| What to produce |
Please restate each entry that follows word for word.

| Records to use |
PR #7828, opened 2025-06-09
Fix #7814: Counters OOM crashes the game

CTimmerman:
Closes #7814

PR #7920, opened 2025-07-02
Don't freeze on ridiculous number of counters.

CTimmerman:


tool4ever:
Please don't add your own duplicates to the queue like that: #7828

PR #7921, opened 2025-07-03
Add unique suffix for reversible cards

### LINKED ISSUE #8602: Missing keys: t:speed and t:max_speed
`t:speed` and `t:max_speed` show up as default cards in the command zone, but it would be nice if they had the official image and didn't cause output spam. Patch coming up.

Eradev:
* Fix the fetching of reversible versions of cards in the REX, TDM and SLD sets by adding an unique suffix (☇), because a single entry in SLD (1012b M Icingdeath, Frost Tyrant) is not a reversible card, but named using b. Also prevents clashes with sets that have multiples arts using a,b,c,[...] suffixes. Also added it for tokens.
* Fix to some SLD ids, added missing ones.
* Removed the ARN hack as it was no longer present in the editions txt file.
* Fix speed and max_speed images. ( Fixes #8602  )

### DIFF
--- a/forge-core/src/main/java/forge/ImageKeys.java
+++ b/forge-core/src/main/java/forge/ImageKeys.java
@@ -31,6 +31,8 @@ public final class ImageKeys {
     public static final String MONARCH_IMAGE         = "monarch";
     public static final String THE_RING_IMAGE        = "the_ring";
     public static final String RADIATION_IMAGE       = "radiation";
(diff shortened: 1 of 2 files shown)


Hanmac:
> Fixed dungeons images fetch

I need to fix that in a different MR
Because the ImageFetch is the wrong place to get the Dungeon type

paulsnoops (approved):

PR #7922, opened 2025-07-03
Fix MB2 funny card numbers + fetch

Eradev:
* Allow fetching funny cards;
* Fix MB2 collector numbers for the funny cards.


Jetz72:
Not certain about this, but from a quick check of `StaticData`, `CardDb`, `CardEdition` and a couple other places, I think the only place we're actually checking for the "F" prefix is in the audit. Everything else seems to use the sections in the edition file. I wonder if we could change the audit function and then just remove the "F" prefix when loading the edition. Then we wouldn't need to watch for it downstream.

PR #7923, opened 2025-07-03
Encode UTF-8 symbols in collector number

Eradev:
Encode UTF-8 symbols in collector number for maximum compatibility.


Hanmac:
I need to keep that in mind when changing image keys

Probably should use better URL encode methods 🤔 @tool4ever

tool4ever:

| Answer space |
PR #7828, opened 2025-06-09
Fix #7814: Counters OOM crashes the game

CTimmerman:
Closes #7814

PR #7920, opened 2025-07-02
Don't freeze on ridiculous number of counters.

CTimmerman:


tool4ever:
Please don't add your own duplicates to the queue like that: #7828

PR #7921, opened 2025-07-03
Add unique suffix for reversible cards

### LINKED ISSUE #8602: Missing keys: t:speed and t:max_speed
`t:speed` and `t:max_speed` show up as default cards in the command zone, but it would be nice if they had the official image and didn't cause output spam. Patch coming up.

Eradev:
* Fix the fetching of reversible versions of cards in the REX, TDM and SLD sets by adding an unique suffix (☇), because a single entry in SLD (1012b M Icingdeath, Frost Tyrant) is not a reversible card, but named using b. Also prevents clashes with sets that have multiples arts using a,b,c,[...] suffixes. Also added it for tokens.
* Fix to some SLD ids, added missing ones.
* Removed the ARN hack as it was no longer present in the editions txt file.
* Fix speed and max_speed images. ( Fixes #8602  )

### DIFF
--- a/forge-core/src/main/java/forge/ImageKeys.java
+++ b/forge-core/src/main/java/forge/ImageKeys.java
@@ -31,6 +31,8 @@ public final class ImageKeys {
     public static final String MONARCH_IMAGE         = "monarch";
     public static final String THE_RING_IMAGE        = "the_ring";
     public static final String RADIATION_IMAGE       = "radiation";
(diff shortened: 1 of 2 files shown)


Hanmac:
> Fixed dungeons images fetch

I need to fix that in a different MR
Because the ImageFetch is the wrong place to get the Dungeon type

paulsnoops (approved):

PR #7922, opened 2025-07-03
Fix MB2 funny card numbers + fetch

Eradev:
* Allow fetching funny cards;
* Fix MB2 collector numbers for the funny cards.


Jetz72:
Not certain about this, but from a quick check of `StaticData`, `CardDb`, `CardEdition` and a couple other places, I think the only place we're actually checking for the "F" prefix is in the audit. Everything else seems to use the sections in the edition file. I wonder if we could change the audit function and then just remove the "F" prefix when loading the edition. Then we wouldn't need to watch for it downstream.

PR #7923, opened 2025-07-03
Encode UTF-8 symbols in collector number

Eradev:
Encode UTF-8 symbols in collector number for maximum compatibility.


Hanmac:
I need to keep that in mind when changing image keys

Probably should use better URL encode methods 🤔 @tool4ever

tool4ever:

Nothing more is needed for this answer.